The Sisters of St. Joseph viewed their participation and engagement with the civil rights movement as acting as a “silent witness” to uphold the vision of discipleship and mission from Vatican II. The sisters’ presence brought greater awareness of civil rights and more solidarity with the Black community within the Catholic Church during that time period. 

After the documentary, ecumenical chaplain Carrie Badertscher led a discussion with those in attendance. 

Sister Kathleen Johnson, a Saint Mary’s alumna of 1974 and a Holy Cross sister, mentioned she was in attendance during Rev. Martin Luther King Jr.’s “I Have a Dream” speech in Washington, D.C. when she was a young girl. She cited herself as a silent witness. 

“I remember being there with the crowds of people, and there was an energy there that was tangible. I mean, even for a kid, I could feel something very exciting was going on,” Johnson said.

During the discussion, Badertscher asked the group what it meant to have a silent witness in their life. Freshman Keeley Mitchelle spoke about her personal experience of having a silent witness in her life, but how it’s not enough for change to occur. 

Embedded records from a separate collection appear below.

PR #1261, opened 2021-01-26
Ensure all github actions have nice job names

MichaelClerx:
Hi @ben18785 ! This should make it easier for us to see which tests are which


ben18785 (approved):
Looks good! Thanks @MichaelClerx

Issue #1198, opened 2020-08-25
check NUTS behaviour if a NaN gets returned


martinjrobins:
there has been some problems with the Nuts sampler for models returning nans, see #1112. There are some checks for this that have solved the immediate problems, but need to check this more thoroughly.

MichaelClerx:
See #794 and #251

ben18785:
Victor (whom Martin and I are supervising) has resolved this and is going to create a PR.

ben18785:
Closed by #1264

PR #1264, opened 2021-01-26
Added divergence detection for NUTS in the build_tree function

phumtutum:
See #1198


ben18785 (changes requested):
Thanks @phumtutum Can we add a test for this using the Pints logistic model with strange parameter values? Basically, it'd be good to check that the sampler now executes...

ben18785 (approved):
Thanks @phumtutum -- looks good to me.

“When you do share it with someone, it’s still kind of like ‘Well, two people know now that this has happened, but like we are still at a loss.’ I still can’t feel like we can move forward and do something,” Mitchelle said. “Having someone know, sometimes, does feel a little bit better. But if nothing changes or happens, then it’s just like, ‘Well, I guess we both know now.’”

Mitchelle’s comment opened the floor to discussing the racial inequalities still felt in the current day. After another prompt from Badertscher, Mitchelle continued to voice her personal experience of racism. 

“I was raised to not see color. We’re all human beings, and we’re all children of God. I’ve always been taught that way. But even on campus, just dealing with the n-word flying around and people like telling me, ‘We don't allow your kind at my party.’ It's just been so much,” Mitchelle said. “I think I’ve grown a lot as a person because there is a Black woman stigma so that I feel like I can’t react, but I don’t want to anymore.”

Badertscher asked what silent witnesses look like to the group and what type of solidarity is needed on Saint Mary’s campus. 

“I feel like standing up or educating yourself within the context of anything [can help]. I’ve found that if you don’t have that [time to educate yourself] or if you don’t have that education period, you’re not really a silent witness. You’re just there,” junior Angelina Wright said. 

Badertscher offered her advice to those in attendance in response to much of the need for an empathetic approach for change, emphasizing that while some change can come from administration on campus, most of it must come from students attending Saint Mary’s. 

​​”We have got to start sitting at small tables with people who are different from us and receiving their experience, exactly as it is without trying to minimize or even qualify or quantify or try to explain it away,” Badertscher said. “If we want to be a community that truly seeks the peace of our friends or our sisters, we have to join together and figure out what that looks like.”